» **What you have to do**: The answer must consist of each line below that holds the word "Refs", copied as it stands.
START Data excerpts
PR #1537, opened 2021-05-12
refactor(docs-browser): set hasLeftPadding default to true

yilkur:
Refs: TOCDEV-3568


packages/docs-browser/src/components/DocsBrowser/DocsBrowser.js
```diff
@@ -101,4 +101,8 @@ DocsBrowser.propTypes = {
   hasLeftPadding: PropTypes.bool
 }
 
+DocsBrowser.defaultProps = {
```
MethodenMann, line 104: you should set the initial value in the store. (see reducer.js file with hasLeftèadding in it)

MethodenMann (approved):

PR #1540, opened 2021-05-18
use date field for datetime search when range is not expanded

PadPalon:


packages/tocco-ui/src/Range/Range.js
```diff
@@ -65,20 +47,48 @@ const Range = props => {
     }
   }))
 
+  const typeMapping = rangeTypeMappings[type]
+
+  const getToOptions = (options, fromValue) => {
```
MethodenMann, line 52:
```
const getToOptions = (options, fromValue) => 
   typeMapping && typeMapping.getToOptions
  ? typeMapping.getToOptions(options, fromValue)
   : options
```

would be shorter

MethodenMann (approved):

PR #1590, opened 2021-06-03
chore: add auto cherrypick script

stewue:
- target-branch.txt: branch in which the commits should be cherrypicked
- release script add error codes
- release all packages script do not push (done by cherrypick script)

Refs: TOCDEV-392


scripts/cherrypick.sh
```diff
@@ -0,0 +1,109 @@
+#!/bin/bash
+set -eu # Exit with nonzero exit code if anything fails
```
MethodenMann, line 2: please add a short comment here what this script is made for (like in tagging.sh) and how it roughly works

scripts/cherrypick.sh
```diff
@@ -0,0 +1,109 @@
...
+
+function getTagCommitId() {
+  # get commit id of tag
+  tag_commit=$(curl -s -H "Authorization: token ${GITHUB_BOT_TOKEN}" \
```
MethodenMann, line 6: Getting a commit id by tagname can be done by git. i did the same in tagging script. i think we should avoid the git api whenever possible to make github interchangeable

PR #1630, opened 2021-06-11
refactor(admin): harmonize menu spacing

yilkur:
Refs: TOCDEV-3749
Changelog: Harmonize menu tree spacing and switch icon size


packages/admin/src/components/MenuTree/MenuTree.js
```diff
@@ -31,7 +14,7 @@ const MenuItem = ({item, typeMapping}) => {
   }
 
   const Component = mappedType.component
-  return <StyledMenuEntry {...item}>
+  return <StyledMenuEntry {...item} childrenCount={item.children.length}>
```
MethodenMann, line 17: I checked it. item can never be undefined. nevertheless i would add a check. Otherwise someone might refactor a part and we get a error here.

PR #1632, opened 2021-06-13
fix(app-extensions): Lower modal z-index to make ExtJS modal visible

rzueger:
- We need to be able to show legacy ExtJS modals on top of our modals
  (e.g. legacy action "Edit rights" on Folder/Domain edit form which
  is shown in a modal)
- The mask of ExtJS modals has z-index 100, we have to remain below it

Refs: TOCDEV-3647


MethodenMann (approved):

MethodenMann:
cherry pick up?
END Data excerpts
» **Answer section**:
Refs: TOCDEV-3568
Refs: TOCDEV-392
Refs: TOCDEV-3749
Refs: TOCDEV-3647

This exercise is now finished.